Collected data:

Issue #964, opened 2017-04-11
Travis CI timeout waiting for a passphrase.


leobalter:
https://travis-ci.org/tc39/test262/ is failing in a timeout waiting for a passphrase.

I set the key without a passphrase as I expected it would be easier for scripting with Travis CI, it still requests a passphrase in there.

I don't know how to fix this properly.

leobalter:
Example: https://travis-ci.org/tc39/test262/builds/220849297#L189

This is happening during the `ssh-add github-deploy-key`.

edgemaster:
`ssh-add` seems to request a passphrase also if the provided keyfile is corrupted or malformed.

I also note that the `openssl` command outputs the error message `iv undefined`.

I've remade the ssh keys on my own fork, updated the various variable names that needed changing, and ran the CI, which seems to have got past this problem.

Speculation: Do the encryption environment variable names defined at https://travis-ci.org/tc39/test262/settings match those defined in `scripts/ci/deploy.sh` (`encrypted_7b3e5998334d_key` and `encrypted_7b3e5998334d_iv`)?

leobalter:
I'll try this.

leobalter:
Thanks! It's now fixed, see #996. I previously forgot to update the deploy script and to set travis to use this main repo instead of my fork.

I found it after you asked to check the encryption env variable names.

PR #992, opened 2017-04-20
Remove deploy scripts

leobalter:
This is a simplification of the current CI script, removing the deploy parts.

For now, every pull request or update into the master branch will check for manual changes in the generated tests, flagging an error if any is found.

This will also cancel the several emails from Travis errors in the master branch I'm receiving. Same might be happening to @tcare, I guess.


edgemaster:
Did you mean gh-546?

Indeed, it looks like the environment variable names in the deploy script weren't updated for this particular file encryption​ (and the step missed from the instructions too), so my speculation in gh-964 is likely to be correct and the deploy script just requires the correct names to function.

◆ The problem:
Each line above from the one with "I set the key" up to and including the one with "This is a simplification" must be set down exactly, and no line outside that span may appear.

◆ Exercise result:
I set the key without a passphrase as I expected it would be easier for scripting with Travis CI, it still requests a passphrase in there.

I don't know how to fix this properly.

leobalter:
Example: https://travis-ci.org/tc39/test262/builds/220849297#L189

This is happening during the `ssh-add github-deploy-key`.

edgemaster:
`ssh-add` seems to request a passphrase also if the provided keyfile is corrupted or malformed.

I also note that the `openssl` command outputs the error message `iv undefined`.

I've remade the ssh keys on my own fork, updated the various variable names that needed changing, and ran the CI, which seems to have got past this problem.

Speculation: Do the encryption environment variable names defined at https://travis-ci.org/tc39/test262/settings match those defined in `scripts/ci/deploy.sh` (`encrypted_7b3e5998334d_key` and `encrypted_7b3e5998334d_iv`)?

leobalter:
I'll try this.

leobalter:
Thanks! It's now fixed, see #996. I previously forgot to update the deploy script and to set travis to use this main repo instead of my fork.

I found it after you asked to check the encryption env variable names.

PR #992, opened 2017-04-20
Remove deploy scripts

leobalter:
This is a simplification of the current CI script, removing the deploy parts.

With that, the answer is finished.